I did refer to it as "cherry on the cake". More often than not this is a much needed plug and satisfies 210.52 (G)


----------



## hbiss (Mar 1, 2008)

Around here the point of attachment for the service drop has to be below the weather head like 480 has in his picture. Doesn't matter if it's on the rakes or on a wall.

-Hal


----------



## McClary’s Electrical (Feb 21, 2009)

electricmanscott said:


> That's one of those things electricians and inspectors here in Mass mistakenly _think_ are required on a service change.


 


No mistake in my home town. Local Amendment. At least one GFI at service.


----------



## 480sparky (Sep 20, 2007)

elecpatsfan said:


> Sorry, I meant a GFCI convenience plug located right next to the panel. I usually use a 1/2" offset nipple connected to a 4" sq. box and install a GFI plug there.

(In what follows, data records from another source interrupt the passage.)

PR #428, opened 2023-12-14
[BLAS][rocBLAS] Update rocBLAS backend

jle-quel:
# Description

This PR updates the rocBLAS backend's functions for LEVEL1, LEVEL2, LEVEL3, EXTENSION and BATCH which used to be unimplemented.

Most ColumnMajor, RowMajor, Buffer and USM functions which used to be marked as `throw unimplemented` are now implemented and does not result in skipped test anymore.

The functions that are still marked as implemented (due to missing a mapping to rocBLAS) are:

- LEVEL1
  - `axpby`
  - `dot(float, float, double)`
- LEVEL2
- LEVEL3
- EXTENSIONS
  - `gemm_bias`
  - `gemmt`
  - `imatcopy`
- BATCH
  - `imatcopy_batch`

~With the exception of `row_major::gemv_batch` from BATCH which will soon be implemented.~
Implemented with the latest commit [Update unimplemented function 'row_major::gemv_batch'](https://github.com/oneapi-src/oneMKL/pull/428/commits/135b76a78ddd1ca0c0a335def798cb66a4a9187f)

This PR also updated some minor parts of already implemented functions:
- Modify the call to `depends_on`. This method can take a vector, so there is no need to loop around it.
- Modify the function argument names so that they are all coherent.
- Switch the call to `wait` to `wait_and_throw`.
- ~Modify the `throw unimplemented` messages to be more accurate and up to date.~ (Restore during PR's review)

# Checklist

## All Submissions

[example_blas_gemm_usm.log.txt](https://github.com/oneapi-src/oneMKL/files/13676802/example_blas_gemm_usm.log.txt)
[test_main_blas_ct.log.txt](https://github.com/oneapi-src/oneMKL/files/13676803/test_main_blas_ct.log.txt)
[test_main_blas_rt.log.txt](https://github.com/oneapi-src/oneMKL/files/13676804/test_main_blas_rt.log.txt)


jinz2014:
I submitted a pull request for bf16 gemm and then found your pull requests for supporting many functions. 

Is it right rocblas supports bf16 gemm ?

https://rocm.docs.amd.com/projects/rocBLAS/en/docs-5.7.1/API_Reference_Guide.html#rocblas-gemm-ex-batched-strided-batched

jle-quel:
Nice catch @jinz2014 

`level3::gemm` does not support bf16; However, the `extension::gemm_ex` does support it.

It also made me realize that `gemm_ex` should be moved out of the `rocblas_level3.cpp` and into the `rocblas_extensions.cpp`.

I'll commit this ASAP.

Would you mind also adding the support for row_major gemm_ex? The code is already present for it, within this PR.

Do you prefer to merge your PR on its own, or merge it as part of this rocBLAS update PR?

jinz2014:
Please merge my PR as part of your rocBLAS update. I will close my PR.

jinz2014:
@andrewtbarker  Could you please add reviewers for the PR ?  Thanks.

src/blas/backends/rocblas/rocblas_batch.cpp
```diff
@@ -188,380 +233,566 @@ GEMM_STRIDED_BATCH_LAUNCHER(std::complex<double>, rocblas_zgemm_strided_batched)
...
+OMATCOPY_STRIDED_BATCH_LAUNCHER(std::complex<float>, rocblas_cgeam_strided_batched)
+OMATCOPY_STRIDED_BATCH_LAUNCHER(std::complex<double>, rocblas_zgeam_strided_batched)
+
+#undef OMATCOPY_STRIDED_BATCH_LAUNCHER
+
 void imatcopy_batch(sycl::queue &queue, transpose trans, int64_t m, int64_t n, float alpha,
                     sycl::buffer<float, 1> &ab, int64_t lda, int64_t ldb, int64_t stride,
                     int64_t batch_size) {
-    throw unimplemented("blas", "imatcopy_batch", "for column_major layout");
+    throw unimplemented("blas", "column_major imatcopy_batch",
```
mmeterel: In order to have consistency across different backend, can we remove these changes in the exception message? Or update the message across all backends accordingly.

src/blas/backends/rocblas/rocblas_batch.cpp
```diff
@@ -732,344 +976,505 @@ TRSM_BATCH_LAUNCHER_USM(std::complex<double>, rocblas_ztrsm_batched)
...
+                queue.submit([&](sycl::handler &cgh) {
+                    auto acc = y.template get_access<sycl::access::mode::read_write>(cgh);
+                    cgh.parallel_for(sycl::range{ (std::size_t)batch_size, (std::size_t)n },
+                                     [=](sycl::item<2> it) {
+                                         auto index = it.get_id(0) * stridey + it.get_id(1) * incy;
+                                         acc[index] = std::conj(acc[index]);
+                                     });
+                });
+            }
+        }
```
mmeterel: Can you explain what is the purpose and need here? Why do we need to take the conjugate of vectors exclusively?

src/blas/backends/rocblas/rocblas_extensions.cpp
```diff
@@ -36,79 +37,157 @@ void gemm_bias(sycl::queue &queue, transpose transa, transpose transb, offset of
...
+    throw unimplemented("blas", "column_major gemmt", "gemm_bias unsupported by the rocBLAS API");
 }
 
 void gemmt(sycl::queue &queue, uplo upper_lower, transpose transa, transpose transb, int64_t n,
            int64_t k, std::complex<double> alpha, sycl::buffer<std::complex<double>, 1> &a,
            int64_t lda, sycl::buffer<std::complex<double>, 1> &b, int64_t ldb,
            std::complex<double> beta, sycl::buffer<std::complex<double>, 1> &c, int64_t ldc) {
-    throw unimplemented("blas", "gemmt", "for column_major layout");
-}
+    throw unimplemented("blas", "column_major gemmt", "gemm_bias unsupported by the rocBLAS API");
```
mmeterel: same comment as before  for this all such changes.

src/blas/backends/rocblas/rocblas_extensions.cpp
```diff
@@ -36,79 +37,157 @@ void gemm_bias(sycl::queue &queue, transpose transa, transpose transb, offset of
...
+}
+
+template <typename Func, typename T_A, typename T_B, typename T_C, typename T_S,
+          typename DATATYPE_A, typename DATATYPE_B, typename DATATYPE_C, typename COMPUTETYPE>
+inline void gemm_ex(Func func, DATATYPE_A DT_A, DATATYPE_B DT_B, DATATYPE_C DT_C, COMPUTETYPE CT,
```
mmeterel: In order to align with [spec ](https://github.com/oneapi-src/oneAPI-spec/blob/main/source/elements/oneMKL/source/domains/blas/gemm.rst) these extensions should be part GEMM API and needs to be placed in level3. I understand, their names are `_ex` for rocblas, however, we should follow oneMKL Spec here.

src/blas/backends/rocblas/rocblas_extensions.cpp
```diff
@@ -36,79 +37,157 @@ void gemm_bias(sycl::queue &queue, transpose transa, transpose transb, offset of
...
-}
+#undef GEMM_EX_LAUNCHER
 
-void omatcopy(sycl::queue &queue, transpose trans, int64_t m, int64_t n, std::complex<double> alpha,
-              sycl::buffer<std::complex<double>, 1> &a, int64_t lda,
-              sycl::buffer<std::complex<double>, 1> &b, int64_t ldb) {
-    throw unimplemented("blas", "omatcopy", "for column_major layout");
-}
+template <typename Func, typename T>
+inline void omatcopy(Func func, sycl::queue &queue, transpose trans, int64_t m, int64_t n,
```
mmeterel, line 93: Agreed, this one belongs here.

src/blas/backends/rocblas/rocblas_level1.cpp
```diff
@@ -69,10 +69,12 @@ inline void asum(Func func, sycl::queue &queue, int64_t n, sycl::buffer<T1, 1> &
               sycl::buffer<TYPE2, 1> &result) {                                             \
         asum(ROCBLAS_ROUTINE, queue, n, x, incx, result);                                   \
     }
+
```
mmeterel, line 72: Are these added manually or by clang-format? If manual, I would prefer avoiding them since it not only adds inconsistency with other backend but also complicates review.

src/blas/backends/rocblas/rocblas_level3.cpp
```diff
@@ -71,62 +74,13 @@ GEMM_LAUNCHER(std::complex<double>, rocblas_zgemm)
 
 #undef GEMM_LAUNCHER
 
-void gemm(sycl::queue &queue, transpose transa, transpose transb, int64_t m, int64_t n, int64_t k,
```
mmeterel, line 74: As mentioned before, lets keep all flavors of gemm in level3.

mmeterel (commented):
@jle-quel Thanks a lot for this high quality PR. It is adding features that do not even exist in vendor libraries. 
I have a few cosmetic comments and some concerns about the structure and consistency across entire project.

src/blas/backends/rocblas/rocblas_batch.cpp
jle-quel: I can revert these changes since modifying the message across all backends will be out of scope for the description of this PR.

src/blas/backends/rocblas/rocblas_level1.cpp
jle-quel: These newlines were added manually since most of the rocBLAS functions have these.
I added these newlines for the ones that were missing, for consistency across the different levels of rocBLAS.

Do you still want me to restore it?

src/blas/backends/rocblas/rocblas_batch.cpp
jle-quel: ## Can you explain what is the purpose and need here?

The reason needed for `x` to be conjugated is that we are dealing in this case with row-major layout.

Emulating the transpose operation can be done by switching the "propriety" arguments of the vectors/matrices, thus modifying the way the inputs are accessed as opposed to physically transposing the inputs.

However for complex conjugations transpose, for elements in vector/matrices, this operation must be done
explicitly since there is no way to "emulate" the effect of the conjugate transpose operation.

## Why do we need to take the conjugate of vectors exclusively?

From my readings during the work of this PR, I realized that for the TRSM function, as an example, which does not need to have the conjugate emulation, is because triangular matrices do not change upon transposition.

Proprieties like the one mentioned for TRSM are the reasons manual conjugation is needed or not needed.

Also, the source of truth for the oneMKL's tests is the CBLAS's lapack reference implementation, and this is how they implemented them

Hope this helps, let me know otherwise

src/blas/backends/rocblas/rocblas_batch.cpp
jle-quel: However, I thought that this could be the entry point for having more explicit exception messages, explaining the reason for it to be unimplemented.

src/blas/backends/rocblas/rocblas_extensions.cpp
jle-quel: Done

src/blas/backends/rocblas/rocblas_batch.cpp
mmeterel: Sure, lets revert them for the sake of consistency.

src/blas/backends/rocblas/rocblas_batch.cpp
mmeterel: Thanks for the explanation. Makes sense.

src/blas/backends/rocblas/rocblas_level1.cpp
mmeterel: We can keep them. Thanks.

src/blas/backends/rocblas/rocblas_batch.cpp
jle-quel: Done

muhammad-tanvir-1211:
I see all the buffer tests failing for the `rocblas` backend with `PI_ERROR_INVALID_OPERATION`.

Logs:
[PR_428.txt](https://github.com/oneapi-src/oneMKL/files/13918449/PR_428.txt)

This PR is blocked on https://github.com/oneapi-src/unified-runtime/pull/1226 and https://github.com/intel/llvm/pull/12297

jle-quel:
> I see all the buffer tests failing for the `rocblas` backend with `PI_ERROR_INVALID_OPERATION`.
> 
> Logs: [PR_428.txt](https://github.com/oneapi-src/oneMKL/files/13918449/PR_428.txt)
> 
> This PR is blocked on [oneapi-src/unified-runtime#1226](https://github.com/oneapi-src/unified-runtime/pull/1226) and [intel/llvm#12297](https://github.com/intel/llvm/pull/12297)

The reason that the buffer tests fails (`PI_ERROR_INVALID_OPERATION` ) is not because of this PR.

It is because the "Accessor interop requires urMemGetNativeHandle to return a valid mem handle. Multi dev ctx breaks this ..."

This means that if you go to a previous commit, the results will be the same.
Defacto this PR is not blocked; this PR lives independently from the PRs that you provided.
However, to test it, you either have to pull the modifications made from the PRs that you provided or wait for them to be merged (and this logic does not only apply to this PR, but to any "buffers function"-"accessor interop" from oneMKL)

muhammad-tanvir-1211:
> > I see all the buffer tests failing for the `rocblas` backend with `PI_ERROR_INVALID_OPERATION`.
> > Logs: [PR_428.txt](https://github.com/oneapi-src/oneMKL/files/13918449/PR_428.txt)
> > This PR is blocked on [oneapi-src/unified-runtime#1226](https://github.com/oneapi-src/unified-runtime/pull/1226) and [intel/llvm#12297](https://github.com/intel/llvm/pull/12297)
> 
> The reason that the buffer tests fails (`PI_ERROR_INVALID_OPERATION` ) is not because of this PR.
> 
> It is because the "Accessor interop requires urMemGetNativeHandle to return a valid mem handle. Multi dev ctx breaks this ..."
> 
> This means that if you go to a previous commit, the results will be the same. Defacto this PR is not blocked; this PR lives independently from the PRs that you provided. However, to test it, you either have to pull the modifications made from the PRs that you provided or wait for them to be merged (and this logic does not only apply to this PR, but to any "buffers function"-"accessor interop" from oneMKL)

Yes, that is what I meant actually, but I should have worded my comment better. Thank you for the correction. 
The two PRs mentioned in my comment will hopefully help resolve the failing tests, and the failures are not directly because of the changes made in this PR.

src/blas/backends/rocblas/rocblas_level2.cpp
```diff
@@ -1742,15 +1752,70 @@ TRSV_LAUNCHER_USM(std::complex<double>, rocblas_ztrsv)
...
+
+        if (m > 0) {
+            queue.submit([&](sycl::handler &cgh) {
+                const auto abs_incx = std::abs(incx);
+                auto acc = x.template get_access<sycl::access::mode::read_write>(cgh);
+                cgh.parallel_for(sycl::range{ (std::size_t)m }, [=](sycl::id<1> id) {
+                    const auto index = id * abs_incx;
+                    acc[index] = std::conj(acc[index]);
+                });
+            });
```
andrewtbarker: I wonder if it makes sense to define an inline function (or a lambda or maybe even a preprocessor macro) to wrap this, something like:
```c++
template <typename fp>
static inline conj_vector(sycl::queue& queue, sycl::buffer<fp>& x,
                          int64_t m, int64_t incx) {
}
```
then the contents of the function would be lines 1773-1780 above. Then you can reduce a lot of the code duplication below by reusing this function.

src/blas/backends/rocblas/rocblas_level2.cpp
```diff
@@ -2193,11 +2781,73 @@ TRSV_LAUNCHER(std::complex<double>, rocblas_ztrsv)
...
+
+    auto new_trans = trans == oneapi::mkl::transpose::nontrans ? oneapi::mkl::transpose::trans
+                                                               : oneapi::mkl::transpose::nontrans;
+
+    if (trans == oneapi::mkl::transpose::conjtrans) {
+        alpha = std::conj(alpha);
+        beta = std::conj(beta);
+
+        if (m > 0) {
+            done = queue.submit([&](sycl::handler &cgh) {
```
andrewtbarker: I suggest a corresponding inline function here to reduce code duplication in the USM code path - it is very similar but will need a `const std::vector<sycl::event> &dependencies` argument (or maybe you can get away with a single `sycl::event` dependency).

What we actually should do (but probably won't) is implement a highly optimized [lacgv](https://netlib.org/lapack/explore-html/d9/d50/group__lacgv.html) API and just use that.

andrewtbarker (commented):
This is a nice PR. I have a suggestion to reduce code duplication in the level 2 BLAS interfaces, but generally I'm very happy with this.

src/blas/backends/rocblas/rocblas_level2.cpp
jle-quel: Done

src/blas/backends/rocblas/rocblas_level2.cpp
jle-quel: I agree with the `lacgv` API; I committed a simple inline function (like you proposed in your other feedback) to remove the duplicate code for this PR.
As part of another PR, another approach could be proposed.
What do you think?

andrewtbarker (approved):
This is very nice, approved!

src/blas/backends/rocblas/rocblas_level2.cpp
andrewtbarker: Yes, what you've done is perfect for this PR, `lacgv` would be a much larger discussion impacting all the backends.

mmeterel (approved):
Thanks for updates. Looks good.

A lot of service upgrades I do are in homes that don't have a laundry, but the NEC in it's infinite wisdom requires a laundry circuit, so I do just that and call it the laundry circuit.


----------



## RobT1221 (Oct 31, 2010)

Wow looks good. But I have never seen SEU before. Usually I've done conduit up to a weather head. But hey new things are good. So right on. Is running SEU cheaper then conduit and wire?


----------



## nitro71 (Sep 17, 2009)

Honestly I don't know why electricians spend hours making the inside of panel so perfect. Looks nice but is it necesary and does anyone besides us care.. I'd rather spend the time putting in a service mast vs. just strapping SER up.


----------



## Speedy Petey (Jan 10, 2007)

nitro71 said:


> Honestly I don't know why electricians spend hours making the inside of panel so perfect. Looks nice but is it necesary and does anyone besides us care.. I'd rather spend the time putting in a service mast vs. just strapping SER up.


It does NOT take me ANY longer to make the inside of a new panel look nice as opposed to sh*tty.
I'll take nice over sh*tty any day, and I can sleep better.


----------



## Jlarson (Jun 28, 2009)

Speedy Petey said:


> It does NOT take me ANY longer to make the inside of a new panel look nice as opposed to sh*tty.


Same here.


----------



## 480sparky (Sep 20, 2007)

Speedy Petey said:


> It does NOT take me ANY longer to make the inside of a new panel look nice as opposed to sh*tty.
> I'll take nice over sh*tty any day, and I can sleep better.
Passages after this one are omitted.